The responsible lawyer aims to use the legal process fairly so that the legal
system/court has the best chance of deciding the matter justly on its merits. But the
responsible lawyer is not concerned with making his/her own judgments about what
justice in the broader sense (beyond the justice of legal processes) requires or what is
required to resolve all the issues (including relational issues) raised by the problem in
this scenario. Therefore at the end of the day the legal process might still not provide
an adequate resolution to the issue (as it has failed to do before) and Jewish claimants
may still end up without their entitlements or without feeling that justice has been
done in this matter.
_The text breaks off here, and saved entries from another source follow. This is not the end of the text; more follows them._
PR #871, opened 2024-10-27
Feat: 10.10 MediaSegments

### LINKED ISSUE #833: Skip intro button is tied to the media controls
**Describe the bug**
The skip intro button appears and disappears as part if the media controls are showing or not, though they should be separate.
**To Reproduce**
1. Watch a content with skip intro
2. Tap screen to show media control
3. Tap again to make the media control go away
4. The skip intro button disappears with the media controls

**Expected behavior**
The skip intro button should behave independently and not part of the media controls

**Screenshots**

https://github.com/user-attachments/assets/f8d2ddc3-51eb-4c02-ba03-85b1abc18995

 - Device: nothing phone 1
 - Android version: 14
 - App version: 0.15.2
 - Jellyfin version: 10.9.9

### LINKED ISSUE #834: Add the ability to choose if you want the skip credits to go to next episode or just skip credits
Non of my shows has a post credits scene so if it would be possible to add the option to just skip to next episode?

### LINKED ISSUE #851: Auto skip intro/credits toggle
It would be nice to have an option in the settings to automatically skip intros and credits instead of having to manually press the skip intro/credits button. As I understand it the intro/credit skip in Findroid simply uses the timestamp data from jumoog's plugin rather than using the plugin to handle the actual skipping.

**Describe alternatives you've considered**
I believe the default auto skip in the plugin settings for jumoog's intro skipper currently only works with the web player and players based off of that (e.g. official android app web player)

cd16b:
**Add** Jellyfin 10.10 MediaSegments

**Add** Auto Skip options: 
- never
- only in pip mode
- always

**Add** Skip to Next Episode if there is no post credits scene

**Fix**: Skip Button visible after being pressed
____________________________
### To do

- [x] Update preferences
- [x] Set default values
____________________________
closes #851 
closes #834
fix #833 
____________________________
Edit: ~I wrote this before Jellyfin 10.10.0, so it may need a few changes.~


jarnedemeulemeester:
Awesome work!
I will review this soon and try to include it in the next release

cd16b:
```kotlin
data class MediaItemSegments(
    val itemId: UUID,
    val segments: List<FindroidSegment>,
)
``` 

`itemId`  is used to avoid using previous item segments, especially when using auto skip.
Or we can add the `itemId` to the `FindroidSegment` itself, which is provided by the mediaSegmentsApi

PR #914, opened 2024-12-23
feat(film): migrate to compose: home

jarnedemeulemeester:
This migrates the home screen to compose.

The original xml layout files have been removed.

This also introduces the concept of modes. Right now this is just a folder in the root directory named `modes` containing a single `film` module. The goal is to in the future move all film (movies and tv shows) related code to that module.
Later we could then add other modes like `music`, `books` and `photos`.

## Screenshots
Screenshot_20241223-115152


Matix-Media:
I very much appreciate the larger search bar

Matix-Media:
I am wondering how the bottom navigation bar will look like with the settings button moved out of the quick actions

jarnedemeulemeester:
> I am wondering how the bottom navigation bar will look like with the settings button moved out of the quick actions

The settings button is now the user button in the search bar. It will still take you to the settings. Only the icon is changed.
Now showing the users profile icon (if set)

PR #1017, opened 2025-07-20
add de locale to fastlane

IzzySoft:
Found this in our local tree, but missing here – so sending it up in the hope you find it useful 😉 It's just the German short description, though…


IzzySoft:
Thanks for merging! :hugs:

In other words, the ethics of the responsible lawyer approach is
limited by the extent to which the law and the legal process is able to deliver an
ethical outcome. Some of the issues raised by the ethics of care and moral activist
approach may not be addressed following a responsible lawyer approach, even though
this approach will not be as potentially manifestly unjust as the pure adversarial
advocate approach. On the other hand, the responsible lawyers may argue that this is
not their concern as lawyers and therefore Cravath Swaine need not worry about it.